McGovern had led the Democratic Party commission that had just democratized the process of nominating presidential candidates, making it a matter of winning citizens’ votes in primaries rather than delegates’ votes at closed state party conventions. Which meant that from then on it was much harder for labor unions to influence the Democrats’ choice of nominee—which in turn enabled Hart to help win the 1972 nomination for the hippie-loving, antiwar, women’s-lib, “acid, amnesty, abortion” candidate despised by so many of the blue-collar union members.

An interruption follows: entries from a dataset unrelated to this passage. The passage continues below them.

Issue #23692, opened 2025-02-18
Sqlite3 support with WASMFS OPFS


irfan2502:
Please include the following in your bug report:

**Version of emscripten/emsdk:**
emcc (Emscripten gcc/clang-like replacement + linker emulating GNU ld) 3.1.61-git (67fa4c16496b157a7fc3377afd69ee0445e8a6e3)
clang version 19.0.0git (https:/github.com/llvm/llvm-project 7cfffe74eeb68fbb3fb9706ac7071f8caeeb6520)

**Failing command line in full:**
em++ ex1.cpp -o ex1.html -sUSE_SQLITE3 -sWASMFS -g -pthread -sPROXY_TO_PTHREAD

```
#include <iostream>
#include <sqlite3.h>
#include <emscripten/wasmfs.h>

void checkSQLiteError(int rc, sqlite3* db, const char* msg) {
    if (rc != SQLITE_OK) {
        std::cerr << "Error: " << msg << " - " << sqlite3_errmsg(db) << std::endl;
        sqlite3_close(db);
        exit(1);
    }
}

int main() {
    backend_t opfs = wasmfs_create_opfs_backend();
    auto err = wasmfs_create_directory("/opfs", 0777, opfs);
    sqlite3* db;
    char* errMsg = nullptr;

    // Open (or create) the database
    int rc = sqlite3_open("/opfs/example.db", &db);
    checkSQLiteError(rc, db, "Cannot open database");

    // Set PRAGMA settings for truncate journal mode and full synchronous mode
    rc = sqlite3_exec(db, "PRAGMA journal_mode = TRUNCATE;", nullptr, nullptr, &errMsg);
    checkSQLiteError(rc, db, "Failed to set journal mode");

    return 0;
}
```

When I try to compile the above code with the options mentioned above and try opening in browser, it failed saying "Failed to set journal mode". On checking further, it was failing in fcntl check [here](https://github.com/emscripten-core/emscripten/blame/main/system/lib/wasmfs/syscalls.cpp#L1525) Does this mean sqlite is not supported with WASMFS? Or Am I missing something? Is there any plan to support F_SETLK and F_SETLKW in future? Thanks in advance.

sbc100:
For the old FS we currently ignore F_SETLK/F_SETLKW:

https://github.com/emscripten-core/emscripten/blob/a3b9e324224e19c243d89633fc420dc6ca9fcc92/src/lib/libsyscall.js#L795-L797

[...]

PR #23694, opened 2025-02-18
[WasmFS] Ignore fcntl F_SETLK (inter-process file locking)

sbc100:
This is the current behaviour of the legacy FS and the flock function so it seems reasonable to do the same thing, at least for now.  See #23697

This fixes sqlite which makes use of this fcntl to lock the database when accessing it from multiple different processes.

Fixes: #23692

### DIFF
--- a/system/lib/wasmfs/syscalls.cpp
+++ b/system/lib/wasmfs/syscalls.cpp
@@ -1521,8 +1521,11 @@ int __syscall_fcntl64(int fd, int cmd, ...) {
     case F_SETLKW: {
       static_assert(F_SETLK == F_SETLK64);
       static_assert(F_SETLKW == F_SETLKW64);
-      // Always error for now, until we implement byte-range locks.
-      return -EACCES;
+      // Pretend that the locking is successful. These are process-level locks,
+      // and Emscripten programs are a single process. If we supported linking a
+      // filesystem between programs, we'd need to do more here.
+      // See https://github.com/emscripten-core/emscripten/issues/23697
+      return 0;
     }
     default: {
       // TODO: support any remaining cmds
--- a/test/sqlite/test.out
+++ b/test/sqlite/test.out
@@ -1,7 +1,5 @@
 count(*) = 2
 
-datetime('2012-04-16 12:35:57', '+1 days') = 2012-04-17 12:35:57
-
 a = 1
 b = 13153
 c = thirteen thousand one hundred fifty three
--- a/src/lib/libsyscall.js
+++ b/src/lib/libsyscall.js
@@ -794,7 +794,11 @@ var SyscallsLibrary = {
       }
       case {{{ cDefs.F_SETLK }}}:
       case {{{ cDefs.F_SETLKW }}}:
-        return 0; // Pretend that the locking is successful.
+        // Pretend that the locking is successful. These are process-level locks,
+        // and Emscripten programs are a single process. If we supported linking a
+        // filesystem between programs, we'd need to do more here.
+        // See https://github.com/emscripten-core/emscripten/issues/23697
+        return 0;
 #if SYSCALL_DEBUG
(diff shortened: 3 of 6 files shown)


system/lib/wasmfs/syscalls.cpp
```diff
@@ -1521,8 +1521,7 @@ int __syscall_fcntl64(int fd, int cmd, ...) {
     case F_SETLKW: {
       static_assert(F_SETLK == F_SETLK64);
       static_assert(F_SETLKW == F_SETLKW64);
-      // Always error for now, until we implement byte-range locks.
-      return -EACCES;
+      return 0; // Pretend that the locking is successful.
```
kripken, line 1524: This is safe in the old JS FS because no reads can happen in parallel, but for WasmFS there is a real danger of data races.

If we want something in the meanwhile before we implement full byte-range locks, perhaps we could add a whole-file lock (the entire range)?

sbc100: > This is safe in the old JS FS because no reads can happen in parallel, but for WasmFS there is a real danger of data races.

Can you elaborate?  What kind of races are you talking about?   Is this something that is specific to the backend?   At least for the memoryfs (i.e. the default) this should be fine.

sbc100: The locking we are talking about here is not inter-thread locking, but inter-process locking.

IIUC, these locks do not effect threads at all.  And thread with access the the file descriptor effectively holds any locks since the locks at the FD level.   They are also only "advisory" locks. 

See the man page for flock and fcntl.  e.g.:

```
   Advisory record locking
       Linux  implements  traditional  ("process-associated")  UNIX record locks, as standardized by POSIX.  For a Linux-specific alternative
       with better semantics, see the discussion of open file description locks below.

       F_SETLK, F_SETLKW, and F_GETLK are used to acquire, release, and test for the existence of record locks  (also  known  as  byte-range,
       file-segment, or file-region locks).  The third argument, lock, is a pointer to a structure that has at least the following fields (in
       unspecified order).
```

sbc100: The idea is the if you have mulitple sqlite processed (not threads) running on the same file they can be mutually exclusive with each other.   

For in-memory filesystems this makes no sense as there is only one process.  For OPFS I guess we would need support for OPFS itself for this feature?

kripken: Oh, thanks, I missed that this was at the process level.

Yes, for OPFS maybe there are questions here at the spec level.

kripken, line 1524:
```suggestion
      // Pretend that the locking is successful. These are process-level locks,
      // and Emscripten programs are a single process. If we supported linking a
      // filesystem between programs, we'd need to do more here.
      return 0;
```

test/sqlite/test.out
```diff
@@ -1,7 +1,5 @@
 count(*) = 2
 
-datetime('2012-04-16 12:35:57', '+1 days') = 2012-04-17 12:35:57
```
kripken, line 3: I can't figure out what change led to this no longer being needed?

kripken (commented):
lgtm % comments/questions

test/sqlite/test.out
sbc100: I'm running a completely different test file, so this is a brand new test output.   The fact that github thinks I renamed and modified and existing file is misleading.

system/lib/wasmfs/syscalls.cpp
sbc100: Done, plus I opened a bug to track this.

test/sqlite/test.out
kripken: Ah, makes sense.

kripken (approved):

PR #23695, opened 2025-02-18
[test] AudioWorklet tests now correctly run and exit

cwoffenden:
All the audio tests in `test_browser.py` (except the mixer) were updated now the CI has audio, specifically:

- Tests that require audio were flagged as so (tests that don't are documented)
- Tests that currently fail for 2GB and wasm64 were flagged (only tests that play audio fail)
- All tests were migrated to `btest_exit()` as previously discussed
- (Tests moved `printf` calls to Emscripten's API and not stdio)
- All tests were run manually and the audio output verified
- All tests were run with `emscripten_force_exit` returning non-zero to verify they failed
- All of this was also verified that they're running on a Debian VM without audio to manually check the console for `"Test success"` and other outputs for tests without `requires_sound_hardware`

The mixer/AW struct test is a standalone PR in #23659.

Fixes: #23131

### DIFF
--- a/test/webaudio/audioworklet.c
+++ b/test/webaudio/audioworklet.c
@@ -79,7 +79,7 @@ bool main_thread_tls_access(double time, void *userData) {
 // This callback will fire after the Audio Worklet Processor has finished being
 // added to the Worklet global scope.
 void AudioWorkletProcessorCreated(EMSCRIPTEN_WEBAUDIO_T audioContext, bool success, void *userData) {
-  assert(success && "Stopped in AudioWorkletProcessorCreated" && success);
+  assert(success && "Stopped in AudioWorkletProcessorCreated");
 
   // Specify the input and output node configurations for the Wasm Audio
   // Worklet. A simple setup with single mono output channel here, and no
--- a/test/webaudio/audioworklet.c
+++ b/test/webaudio/audioworklet.c
@@ -80,8 +80,7 @@ bool main_thread_tls_access(double time, void *userData) {
 // added to the Worklet global scope.
 void AudioWorkletProcessorCreated(EMSCRIPTEN_WEBAUDIO_T audioContext, bool success, void *userData) {
   if (!success) {
-    emscripten_out("Stopped in AudioWorkletProcessorCreated");
-    assert(0);
+    assert("Stopped in AudioWorkletProcessorCreated" && success);
     return;
   }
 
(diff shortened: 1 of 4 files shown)


cwoffenden:
@sbc100 Would you prefer all of the AW tests working/enabled in batches like this, or all as one?

sbc100:
If you are asking about landing the fixes at the same time as the test updates, I think those are good to keep separate.    I

I like this this change simply updates test code, for example.

test/webaudio/audioworklet.c
```diff
@@ -80,8 +80,7 @@ bool main_thread_tls_access(double time, void *userData) {
 // added to the Worklet global scope.
 void AudioWorkletProcessorCreated(EMSCRIPTEN_WEBAUDIO_T audioContext, bool success, void *userData) {
   if (!success) {
-    emscripten_out("Stopped in AudioWorkletProcessorCreated");
-    assert(0);
+    assert("Stopped in AudioWorkletProcessorCreated" && success);
     return;
   }
```
sbc100, line 85: I would hop you can just do `assert(success && "Stopped in AudioWorkletProcessorCreated");` without the extra if / return.

test/webaudio/audioworklet_worker.c
```diff
@@ -13,17 +11,19 @@
 int workletToWorkerFutexLocation = 0;
 int workletToWorkerFlag = 0;
 
+void do_exit() {
+  emscripten_terminate_all_wasm_workers();
+  emscripten_force_exit(EXIT_SUCCESS);
```
sbc100, line 16: We normally just use `0` in test code rather than `EXIT_SUCCESS`

sbc100 (approved):

test/webaudio/audioworklet.c
cwoffenden: In this case, yes. I wasn't sure about code which also serves as examples that would be built without assertions (and would simply fail). But I'll change this.

test/webaudio/audioworklet_worker.c
cwoffenden: I'm ancient and proper C is `EXIT_SUCCESS`. But I'm not fussy.

sbc100 (approved):

cwoffenden:
> Is this change ready to land now?

Yes, this change is all done (as is the mixer PR).

PR #23700, opened 2025-02-19
[bigendian] Fix crash during PThread initialization

### LINKED ISSUE #23689: SUPPORT_BIG_ENDIAN+PThread does not work on big-endian machines
Trivial program (`int main(){}`) fails during startup with the following error messages
```
TypeError: wait.value.then is not a function
    at __emscripten_thread_mailbox_await (***/main.js:1:19568)
    at wasm://wasm/00015506:wasm-function[14]:0x553
    at callRuntimeCallbacks (***/main.js:1:17193)
    at initRuntime (***/main.js:1:7154)
    at doRun (***/main.js:1:27532)
    at run (***/main.js:1:27802)
    at removeRunDependency (***/main.js:1:8194)
    at ***/main.js:1:14279
```

while running on a big-endian machine with PThreads and SUPPORT_BIG_ENDIAN.

Using emscriptern 4.0.2., I built the program with the following command:
```
em++ -o main.js -s USE_PTHREADS=1 -s PROXY_TO_PTHREAD=1 -s PTHREAD_POOL_SIZE=8 -s SUPPORT_BIG_ENDIAN=1 -pthread -s EXIT_RUNTIME=1 -s ALLOW_MEMORY_GROWTH=1 -O2 main.cpp
```

If I manually adjust (byteswap) values in the following code (both `pthread_ptr` in `Atomics.waitAsync` and `1` in `Atomics.store`), everything starts working again

https://github.com/emscripten-core/emscripten/blob/2e2ec08220aa6e1ac664dee7d29aa6a5448ab312/src/lib/libpthread.js#L1231-L1237

slavek-kucera:
Notes:
- There are other places using Atomic.something that likely have the same issue.
- I tried keeping the `nativeByteOrder32` function in the `libpthread.js` and use the dependency mechanism, but it was always optimized into `x => x`.
- I tried to consider the MEMORY64 option, but it seems to not work at all in node (23 + appropriate experimental flag).
- Simple hello world output was built using the instructions from the issue and tested on s390x z/os machine.

Fixes: #23689


src/runtime_shared.js
```diff
@@ -83,6 +83,19 @@ function updateMemoryViews() {
 #endif
 }
 
+#if SUPPORT_BIG_ENDIAN
+var nativeByteOrder32 = (() => {
+    var h16 = new Int16Array(1);
+    var h8 = new Int8Array(h16.buffer);
+    h16[0] = 42;
+    return h8[0] === 42 && h8[1] === 0; // little endian ordering
```
sbc100, line 91: Surely we must already have helpers that perform this kind of thing in emscripten?  Since all the non-atomic read/writes already work?

slavek-kucera: Other accesses use the DataView methods.

slavek-kucera: Similar test is performed in the runtime_debug.js, but it is only included with ASSERTIONS option.

kripken:
The general mechanism we use for this is

https://github.com/emscripten-core/emscripten/blob/bb7fd251a48b4c4ef02111b9e4fa1fa4e0fb53f2/tools/acorn-optimizer.mjs#L1103-L1105

Perhaps the best thing is to update that pass so it handles Atomic operations?

slavek-kucera:
@kripken 
- The runtime test will need to be performed somewhere.
- The generic transformation might get quite complicated for e.g. waitAsync - wouldn't it be better at that point to introduce wrappers around these functions?

kripken:
>  The runtime test will need to be performed somewhere.

I agree, yes, that is necessary. I am just saying that doing it in the processing pass has advantages. Specifically it will find all atomic operations, guaranteeing that we don't forget any (as you wrote above, "There are other places using Atomic.something that likely have the same issue").

> The generic transformation might get quite complicated for e.g. waitAsync - wouldn't it be better at that point to introduce wrappers around these functions?

Oh, definitely, yes, we want to use wrapper functions. The processing pass should just add calls to those wrappers. That is what it does today: it replaces e.g. `HEAP16[x] = a` with `LE_HEAP_STORE_I16(x * 2, a)`. All the real work happens in the called function. For more examples, see

* test/js_optimizer/LittleEndianHeap.js
* test/js_optimizer/LittleEndianHeap-output.js

And `LE_HEAP_STORE` etc. is not defined in the pass, but in the JS, see

* src/lib/liblittle_endian_heap.js

I am suggesting that Atomics be implemented in a similar way.

slavek-kucera:
@kripken @sbc100 Is this more in line with the direction you had in mind?

src/runtime_shared.js
```diff
@@ -81,8 +81,64 @@ function updateMemoryViews() {
...
+   HEAPU16.unsigned = (x => x >>> 0);
+   HEAPU32.unsigned = (x => x >>> 0);
+#if WASM_BIGINT
+   HEAPU64.unsigned = (x => x >= 0 ? x : BigInt(2**64) + x);
+#endif
+#endif
 }
 
+#if SUPPORT_BIG_ENDIAN
+var nativeByteOrder = (() => {
```
sbc100, line 95: I think this can live in `liblittle_endian_heap.js` too as a library function.

src/runtime_shared.js
```diff
@@ -81,8 +81,64 @@ function updateMemoryViews() {
   {{{ maybeExportHeap('HEAP64')  }}}HEAP64 = new BigInt64Array(b);
   {{{ maybeExportHeap('HEAPU64') }}}HEAPU64 = new BigUint64Array(b);
 #endif
+
+#if SUPPORT_BIG_ENDIAN
+   HEAPU16.unsigned = (x => x >>> 0);
+   HEAPU32.unsigned = (x => x >>> 0);
+#if WASM_BIGINT
+   HEAPU64.unsigned = (x => x >= 0 ? x : BigInt(2**64) + x);
+#endif
```
sbc100, line 90: Ideally we could avoid adding this here and keep all the code chagnes to liblittle_endian_heap.js.

Ideally we could also avoid adding extra methods to these heaps, but maybe thats not easy.

tools/link.py
```diff
@@ -1122,7 +1122,20 @@ def phase_linker_setup(options, linker_args):  # noqa: C901, PLR0912, PLR0915
...
+      '$LE_ATOMICS_EXCHANGE',
+      '$LE_ATOMICS_ISLOCKFREE',
+      '$LE_ATOMICS_LOAD',
+      '$LE_ATOMICS_NOTIFY',
+      '$LE_ATOMICS_OR',
+      '$LE_ATOMICS_STORE',
+      '$LE_ATOMICS_SUB',
+      '$LE_ATOMICS_WAIT',
+      '$LE_ATOMICS_WAITASYNC',
+      '$LE_ATOMICS_XOR',
```
sbc100, line 1138: While I agree it would be good to add all of these, I also thing we might want to only add the ones that we actually use (and also test).

src/runtime_shared.js
slavek-kucera: I didn't really find a better way to keep the extra methods out while not introducing per-type functions (and associated transformations).

src/runtime_shared.js
```diff
@@ -81,8 +81,64 @@ function updateMemoryViews() {
...
+              | ((x & BigInt(0xff000000)) << BigInt(8) )
+              | ((x & BigInt(0x00ff0000)) << BigInt(24))
+              | ((x & BigInt(0x0000ff00)) << BigInt(40))
+              | ((x & BigInt(0x000000ff)) << BigInt(56));
+      if ((x & BigInt(0x80)) == 0)
+        return res;
+      else
+        return res - BigInt(2**64);
+    }
+    ),
```
sbc100, line 137: Do we need to support more than 4 byte access?  Maybe lets just skip then completely?    If anyone tries to do an atomic 64-bit access they would see a crash accessing nativeByteOrder OOB.

tools/link.py
sbc100: Yes, I suppose you right, seems reasonable to leave them all in then.

But lets skip 64-bit atomics and just fail in that case, to keep things simple.  I don't think anyone should be doing that.

slavek-kucera: I've tested it on the following program:
```cpp
#include <atomic>
#include <print>
#include <emscripten.h>

int main(){
        std::atomic<unsigned long long> x = 0x0123456789ABCDEF;

        std::println("x: {:X}", x.load());

        EM_ASM({ Atomics.compareExchange(HEAP64, ($0)/8, BigInt("0x0123456789ABCDEF"), BigInt("0xFEDCBA9876543210")); }, &x);

        std::println("x: {:X}", x.load());

}
```
built with
```
em++ -o main.js -s USE_PTHREADS=1 -s PROXY_TO_PTHREAD=1 -s PTHREAD_POOL_SIZE=8 -s SUPPORT_BIG_ENDIAN=1 -pthread -s EXIT_RUNTIME=1 -s ALLOW_MEMORY_GROWTH=1 -std=c++23 main.cpp
```
And I do get the expected result on both LE and BE:
```
x: 123456789ABCDEF
x: FEDCBA9876543210
```

src/runtime_shared.js
slavek-kucera: See the post above... I think that the 8B atomics will be needed eventually for the MEMORY64.

sbc100: I dont think we want to be adding complexity to support APIs that we don't use in emscripten.

src/runtime_shared.js
sbc100: Can you just use the uppercase version here?    i.e. why do we need the new lower case versions?

sbc100: I wonder if wen also move these lines to liblittle_endian_heap.js?

Perhaps they could be part of the `__postset` too?

slavek-kucera: re the new variables - if the uppercased variables are used they get replaced by e.g. the growable heap wrappers.

slavek-kucera: One option would be to rename `updateMemoryViews` to `_updateMemoryViews`. Assign `_updateMemoryViews` to `updateMemoryViews` and use to `__postset` to override the new `updateMemoryViews` variable.

If you prefer this option, I can look into that on Monday.

src/runtime_shared.js
slavek-kucera: That was just an example, perhaps more realistic would be just accessing 8B atomic or perhaps 2x4B pointer+counter pair value.

sbc100: Sure, but until we get a request that somebody wants to to actually do that from JS then I don't think we should support it.  Better to simply error out for now maybe?

slavek-kucera: I don't really understand your motivation here.
The current (production) implementation is just silently producing wrong results on BE. If WASM_BIGINT is off, this code is turned off, if it is on I don't really see the reason for not including it, given it is the identical problem as in the case of 4B accesses i.e. byte ordering.
And 8B atomic operations from JS on LE machines currently do work.

src/runtime_shared.js
sbc100: Regarding the `HEAPXX` variable substitution, we do have a list of function for which this is not performed.  I don't know if that will be useful in this case but the list is here: https://github.com/emscripten-core/emscripten/blob/cb8d502aa7213167bc773aab9c10d9666dd52c92/tools/acorn-optimizer.mjs#L1484-L1491

src/runtime_shared.js
sbc100: Perhaps I can explain my motivation a little better:   Emscripten has a lot of different settings and configurations in which it can be run.  One of our biggest issues is controlling the combinatorial complexity of all these settings.   We are always looks for way to avoid new options, or limit their scope.   I am also always looking for settings can can be removed completely or downscoped.

This often means I will, by default, argue against new settings of the expansion of existing ones.    Of course I often agree that certain settings are useful and will agree, especially if we can understand or limit their scope.

The BIG_ENDIAN support we have in emscripten has, IIUC, very few users, and almost zero testing.  If posssible, I think it would be great to delete it one day, but I'm also fine with fixing bugs in it, like this one, as along is it continues to exist.  

Ideally we could add some real testing on a big endian machine in order to prevent/detect regression, but that doesn't exist today.

Going back to this PR in particular, I think its great to get this bug fixed.   However, I would like to limit to scope of the fix to features that emscripten actually uses.  Because we don't have any usage of 64-bit atomics in JS I think we it would be reasonable to simple crash/assert if 64-bit JS atomics are used.   Otherwise we are shipping code that we neither use or test.

slavek-kucera: I removed the 8B support, even though I think it is a mistake.

slavek-kucera: As for testing in CI, there is an option on e.g. Ubuntu:
```
apt-get install -y qemu-user libc6-s390x-cross libstdc++6-s390x-cross
wget https://nodejs.org/dist/v22.14.0/node-v22.14.0-linux-s390x.tar.xz
tar xJf node-v22.14.0-linux-s390x.tar.xz
qemu-s390x -L /usr/s390x-linux-gnu/ node-v22.14.0-linux-s390x/bin/node program.js
```

sbc100 (commented):
Nice, this looks much cleaner now.  

Do you think we can find some way to test this in CI?  Or do we just have to rely on folks like you to manually test it once in while?   Can we perhaps run a few tests in quemu or some such?

src/runtime_shared.js
sbc100: Sorry I just saw this comment.  This looks like a good idea.   Should we do this as part of this PR, or open a bug to do this as a followup?

slavek-kucera:
I could be tested in CI via QEMU
```
apt-get install -y qemu-user libc6-s390x-cross libstdc++6-s390x-cross
wget https://nodejs.org/dist/v22.14.0/node-v22.14.0-linux-s390x.tar.xz
tar xJf node-v22.14.0-linux-s390x.tar.xz
qemu-s390x -L /usr/s390x-linux-gnu/ node-v22.14.0-linux-s390x/bin/node program.js
```

sbc100 (approved):
lgtm, either with some testing, or a bug to add some testing as a followup.

Can you update the PR description before we land?

@kripken can you take a final look at this?

src/runtime_shared.js
slavek-kucera: I suggest a follow up. It is not strictly connected to this PR.

kripken:
About testing, it does seem like QEMU or such is the only option. I would definitely not block on that, but it would be nice to have eventually, though only if it isn't very slow on CI.

sbc100:
> About testing, it does seem like QEMU or such is the only option. I would definitely not block on that, but it would be nice to have eventually, though only if it isn't very slow on CI.

True but we should just run a handful of tests in this most (maybe just one even).

PR #23701, opened 2025-02-19
[CI] Try enabling audio tests in Firefox

cwoffenden:
Work in progress. Following on from #23665 having succeeded in a Debian VM.

### DIFF
--- a/.circleci/config.yml
+++ b/.circleci/config.yml
@@ -356,12 +356,17 @@ commands:
       - run:
           name: configure firefox
           command: |
+            # Some before and after tests to try enabling a sound device:
+            lsmod | grep snd
+            modprobe snd-aloop
+            lsmod | grep snd
             mkdir ~/tmp-firefox-profile/
             cat > ~/tmp-firefox-profile/user.js \<<EOF
             user_pref("gfx.offscreencanvas.enabled", true);
             user_pref("javascript.options.shared_memory", true);
             user_pref("javascript.options.wasm_memory64", true);
             user_pref("dom.postMessage.sharedArrayBuffer.bypassCOOP_COEP.insecure.enabled", true);
+            user_pref("media.autoplay.default", 0);
             EOF
       - run:
           name: run tests (<< parameters.title >>)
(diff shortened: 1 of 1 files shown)


sbc100:
The circleCI runners support "retry with SSH" and you can log into them directly (in case that helps)

cwoffenden:
> The circleCI runners support "retry with SSH" and you can log into them directly

I'll need to create an account and look at it, but it's taking me away from what I'm actually trying to do.

I may still quickly try adding the PulseAudio package (which can run in the user account, AFAIK), but I'm going to need to come back to it.

sbc100:
Feel free to de-prioritize this if you other things you are working on.   We've be operating without any audio testing in CI for over 10 years now so a little more delay shouldn't be a problem.

cwoffenden:
Tomorrow I'll make #23659 work with the now working CI, specifically making `test_audio_worklet_params_mixing` run as part of the browser tests, since it covers most of the AW API (the other tests cover features and are really interactive, this single tests proves out the audio API pretty much as a whole).

Then I'm sitting on the code that fixes wasm64 and 2GB for audio.

cwoffenden:
Testing again locally, adding PulseAudio with its dummy mixer works, then starting it for the user:
```
apt-get install -q -y pulseaudio
pulseaudio --start
```
The CI machine seems to start installing this but fails with gstreamer and its dependencies:

https://app.circleci.com/pipelines/github/emscripten-core/emscripten/40699/workflows/ce65623e-e7d3-469f-a7e9-7c766d3a554b/jobs/903792?invite=true#step-108-1722_106

cwoffenden:
Woo-hoo! They're running:

https://app.circleci.com/pipelines/github/emscripten-core/emscripten/40706/workflows/d392b6a1-ea7b-41df-b410-ed763a9909d9/jobs/903939?invite=true#step-109-12288_96

I'd like to move the install to either its own section or with the Firefox installer, and possibly look at the warnings given (PulseAudio's not meant to be run as root).

.circleci/config.yml
```diff
@@ -353,15 +353,26 @@ commands:
           command: |
             wget -O ~/ff.tar.bz2 "https://download.mozilla.org/?product=firefox-nightly-latest-ssl&os=linux64&lang=en-US"
             tar -C ~ -xf ~/ff.tar.bz2
+      - run:
+          name: Add audio dependencies
+          command: |
+            # This should add and start PulseAudio's dummy mixer. It will warn
+            # that "This program is not intended to be run as root" but it can
+            # be ignored.
+            apt-get update -y; true
```
sbc100, line 362: Why `; true` there?  Does `apt-get update` fail for some reason?

sbc100 (approved):
lgtm % comment

.circleci/config.yml
cwoffenden: Yes, it's just in case it fails. The install is the important one, which if that fails then the test will definitely fail, so I was trying to reduce any flakiness.

cwoffenden: Removed.

PR #17915, opened 2022-09-22
Add support for `-sEXPORT_ES6`/`*.mjs` on Node.js

kleisauke:
As described in #11792, `require()` and `__dirname` doesn't exist in
an ES6 module. Emscripten uses this to import built-in core Node.js
modules. For example, the `node:fs` module is used for synchronously
importing the `*.wasm` binary, when not linking with `-sSINGLE_FILE`.

To work around this, ES6 modules on Node.js may import
`createRequire()` from `node:module` to construct the `require()`
function, allowing modules to be imported in a CommonJS manner.

Emscripten targets a variety of environments, which can be
categorized as:
1. Multi-environment builds, which is the default when
   `-sENVIRONMENT=*` is not specified at link time.
2. Single-environment, e.g. only web or Node.js as target.

For use case (1), this commit ensures that an `async` function is
emitted, allowing Node.js modules to be dynamically imported. This is
necessary given that static import declarations cannot be put in
conditionals. Inside the module, for Node.js only, it's using the
above-mentioned `createRequire()`-construction.

For use case (2), when only Node.js is targeted, a static import
declaration utilize the same `createRequire()`-construction.

For both use cases, `-sUSE_ES6_IMPORT_META=0` is not allowed, when
Node.js is among the targets, since it is not possible to mimic
`__dirname` when `import.meta` support is not available.

This commit does not change anything for use case (2), when only the
web is targeted (`-sENVIRONMENT=web`).

Resolves: #11792.
Resolves: #17797.

PR #23704, opened 2025-02-19
Enable createWasm to use async/await with closure

sbc100:
I really which we had a better solution here, but this makes the use of async/await independent of closure usage.

Fixes: #23158


kleisauke:
FWIW, I once successfully implemented a better solution for this, but it turned out to be a large change, see:
https://github.com/emscripten-core/emscripten/pull/17915#issuecomment-1311871913

tools/link.py
```diff
@@ -2071,7 +2071,8 @@ def fix_es6_import_statements(js_file):
   src = read_file(js_file)
   write_file(js_file, src
              .replace('EMSCRIPTEN$IMPORT$META', 'import.meta')
-             .replace('EMSCRIPTEN$AWAIT$IMPORT', 'await import'))
+             .replace('EMSCRIPTEN$AWAIT$IMPORT', 'await import')
+             .replace('EMSCRIPTEN$AWAIT(createWasm())', 'await creasteWasm()'))
```
kleisauke, line 2075:
```suggestion
             .replace('EMSCRIPTEN$AWAIT(createWasm())', 'await createWasm()'))
```

sbc100: Ooops.. how did that even work.

sbc100: I see.. the only effected test that I ran doesn't actually try to execute the resulting code: other.test_codesize_minimal_esm

brendandahl (approved):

Immediately after the 1972 wipeout, Hart launched his own political candidacy, for a U.S. Senate seat in Colorado. The Vietnam War and its cultural effects had made leaders and members of unions dislike McGovern, but as a child of the Depression and a former history professor, he had totally been on their side concerning the whole point of unions—maximizing worker power versus corporate power. Hart, on the other hand, was a cool young Yalie whose 1974 Senate campaign stump speech was actually called “The End of the New Deal.” He disparaged liberals who thought that “if there is a problem, [you] create an agency and throw money at the problem,” who “clung to the Roosevelt model long after it ceased to relate to reality.” In that first post-Watergate election, Hart beat the Republican incumbent by a landslide and became the very model of a modern major Democrat.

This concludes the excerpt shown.